#### What to work on:
Using the listing below, copy exactly the lines from the one containing "The code logs" to the one containing "I've got a WIP", both lines included, and no others.
====== Material shown
PR #572, opened 2021-09-08
fix(auth): Speed up the PageIterator by evaluating items once per page

### LINKED ISSUE #571: Very slow performance with firebase_admin.auth.list_users().iterate_all()
* Operating System version: n/a
  * Firebase SDK version: firebase-admin==5.0.2 
  * Firebase Product: auth, user management
  * Python version: 3.8
  * Pip version: n/a

### [REQUIRED] Step 3: Describe the problem

When fetching all user accounts using the firebase_admin.auth.list_users().iterate_all() helper, performance is very poor, taking about 5 seconds to fetch 1000 users.

I have a project which has several million users. There is a scheduled task that fetches all the users for processing, but the task takes way too long and runs into problems with App Engine request timeouts.

#### Steps to reproduce:

Here is an App Engine standard + Python 3.8 project which has 2 routes to show the difference between iterating through all users using the iterate all helper, versus fetching each page directly:

https://gist.github.com/davidwtbuxton/c6bbdc1e93f686cae931d1e38b5bd555

The code logs a message for every 1000 users. In my testing it takes about 5 seconds for every 1000 users on the slow path (using iterate_all) and about 1 second for every 1000 users on the fast path (not using iterate_all).

#### Relevant Code:

I've got a WIP patch here https://github.com/davidwtbuxton/firebase-admin-python/commit/20991aafcb007a9d4c7fc4bd8589ebff5de1ab16

I need to test that WIP patch some more, but would this be useful? Suggestions for improving the patch?

I think the cause of the poor performance is the [PageIterator class][1] and how next() is implemented. In the next() method, the code evaluates `self.items` 3 times. For the [_UserIterator class][2] the items list is actually a computed property, which accesses [ListUsersPage.users][3], which is also a computed property that builds a new list of user records.

So for each user in the list of users, the iterator ends up triggering a list of all users in the current page to be constructed 3 times, just to access 1 user. When a page has 1000 users, this ends up being much slower (1000 x 3) than the ideal case of constructing the list just 1 time for each page.

[1]: https://github.com/firebase/firebase-admin-python/blob/01db7eb8da6094e09fc0311930718deec5ccd4ad/firebase_admin/_auth_utils.py#L35
[2]: https://github.com/firebase/firebase-admin-python/blob/01db7eb8da6094e09fc0311930718deec5ccd4ad/firebase_admin/_user_mgt.py#L845
[3]: https://github.com/firebase/firebase-admin-python/blob/01db7eb8da6094e09fc0311930718deec5ccd4ad/firebase_admin/_user_mgt.py#L357

davidwtbuxton:
The `firebase_admin.auth.list_users().iterate_all()` method uses a sub-class
of PageIterator, which happens to access the .items computed property more
than once for every page of results. This has been changed so we take care
not to access the `self.items` property more than once per page.

This is a lot faster.

Fixes #571

### DIFF
--- a/firebase_admin/_auth_utils.py
+++ b/firebase_admin/_auth_utils.py
@@ -43,29 +43,31 @@ class PageIterator:
     def __init__(self, current_page):
         if not current_page:
             raise ValueError('Current page must not be None.')
-        self._current_page = current_page
-        self._index = 0
 
-    def next(self):
-        if self._index == len(self.items):
+        self._current_page = current_page
+        self._iter = None
+
+    def __next__(self):
+        if self._iter is None:
+            self._iter = iter(self.items)
+
+        try:
+            return next(self._iter)
+        except StopIteration:
             if self._current_page.has_next_page:
                 self._current_page = self._current_page.get_next_page()
-                self._index = 0
-        if self._index < len(self.items):
-            result = self.items[self._index]
-            self._index += 1
-            return result
-        raise StopIteration
+                self._iter = iter(self.items)
+
+                return next(self._iter)
+
+            raise
+
+    def __iter__(self):
+        return self
 
     @property
     def items(self):
         raise NotImplementedError
-
-    def __next__(self):
-        return self.next()
-
-    def __iter__(self):
-        return self
 
 
 def get_emulator_host():


firebase_admin/_auth_utils.py
```diff
@@ -43,30 +43,29 @@ class PageIterator:
     def __init__(self, current_page):
         if not current_page:
             raise ValueError('Current page must not be None.')
+
         self._current_page = current_page
-        self._index = 0
+        self._iter = iter(self.items)
```
hiranya911, line 48: Should we defer this until `next()` is called?

```py
def __init__(self):
  self._iter = None

def __next__(self):
  if self._iter is None:
    self._iter = iter(self.items)
```

hiranya911 (commented):
Thanks @davidwtbuxton for looking into this. Fix looks pretty good. Just had one suggestion. WDYT?

firebase_admin/_auth_utils.py
davidwtbuxton: I've pushed a change on this patch that includes your suggestion. Thanks for taking time to review the patch and for your advice!

hiranya911 (approved):
LGTM 👍

PR #581, opened 2021-09-30
fix: Extracting GAPIC API calls into a new module

hiranya911:
GAPIC is our largest dependency today (~54MB), and is only used by FCM for batch notification delivery. Currently it's imported by our shared `_utils` module, which puts it in the dependency chain of everything. In this PR I'm extracting the GAPIC API calls into a new `_gapic_utils` module for better isolation. This way, developers who don't need it (and care about the installation footprint), can at least manually delete it with no impact on rest of the SDK.


lahirumaramba (approved):
Thanks Hiranya! LGTM!

Issue #104, opened 2017-12-11
FR: Async requests


eranhirs:
I am using `firebase-admin` on an `asyncio` project and when there are a lot of requests it slows down the whole API.

Surprisingly, I didn't see any other issues about this, I hope I am not duplicating.

```python
ref = yield from db.reference
result = yield from ref.get()
```

Thanks

hiranya911:
Can this be not handled in the application code? Basically execute Admin SDK methods like `ref.get()` on separate threads.

eranhirs:
It won't scale as I would like and, to my opinion, complicates the code and is harder to track.

hiranya911:
Most of our users are on Python 2.7, so we cannot directly expose async coroutines from the SDK anytime soon. In the meantime you should be able to get around the scalability issues by using the [`run_in_executor()`](https://docs.python.org/3/library/asyncio-eventloop.html#asyncio.AbstractEventLoop.run_in_executor) method of the asyncio event loop.

```
ref = db.reference(path) # Doesn't make RPC calls

executor = concurrent.futures.ThreadPoolExecutor(max_workers=8)
loop = asyncio.get_event_loop()
loop.run_in_executor(executor, ref.get) # Make RPC call on a separate thread
```

eranhirs:
Thanks! I will consider using it.

Meanwhile, I believe this should be reopened and prioritized.
[There are more users](https://stackoverflow.com/questions/46378139/aiohttp-and-firebase-and-firebase-admin-is-it-non-blocking-python-3-6) who need this.
It is a standard in python 3. It's not like python 2.7 that there are a lot of different libraries to support.

How about supporting both by exposing different methods?

eranhirs:
In case anyone runs into the same problem -
Eventually, I am using for now the [REST API](https://firebase.google.com/docs/database/rest/retrieve-data).
Calling it asynchronously with `aiohttp`.

Natim:
@eranhirs would you feel like starting a async-firebase project that we could contribute to?

hyperknot:
I wanted to report that having async support for an auth SDK is very important. This is exactly the area where async frameworks make a huge difference, where you do a client side request inside a server side request.

Please consider adding core support and examples for using with ASGI frameworks, like Starlette:
https://github.com/encode/starlette

Lawouach:
I agree with the general feeling here. Not having async support is making this library a tad less useful nowadays. Not very future proof unfortunately.

[...]

PR #623, opened 2022-07-13
Adds integration tests for the Async Firstore module

jkyle109:
Adds integration tests for the async Firstore module.

Related to https://github.com/firebase/firebase-admin-python/issues/104

### DIFF
--- a/integration/conftest.py
+++ b/integration/conftest.py
@@ -1,4 +1,4 @@
-# Copyright 2017 Google Inc.
+# Copyright 2022 Google Inc.
 #
 # Licensed under the Apache License, Version 2.0 (the "License");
============
#### Answer for this exercise:
The code logs a message for every 1000 users. In my testing it takes about 5 seconds for every 1000 users on the slow path (using iterate_all) and about 1 second for every 1000 users on the fast path (not using iterate_all).

#### Relevant Code:

I've got a WIP patch here https://github.com/davidwtbuxton/firebase-admin-python/commit/20991aafcb007a9d4c7fc4bd8589ebff5de1ab16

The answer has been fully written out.